Stored data entries:
☆ ☆ ☆ ☆

PR #2311, opened 2025-05-22
Fix Intel compilation

EmilyBourne:
The `options` parameter of the `ClassDef` class was unused. However its default parameter (`public`) was conflicting with the global public declaration of module elements. This parameter has been removed. This fixes the `intel` CI workflow, which is added to the PR tests to prevent future regressions.


yguclu (approved):

EmilyBourne:
@yguclu I was going to wait 5 mins to pick up the results of the previous run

☆ ☆ ☆ ☆

# Task to complete
Take every line above that includes the string "yguclu" and return it.

# Answer section
yguclu (approved):
@yguclu I was going to wait 5 mins to pick up the results of the previous run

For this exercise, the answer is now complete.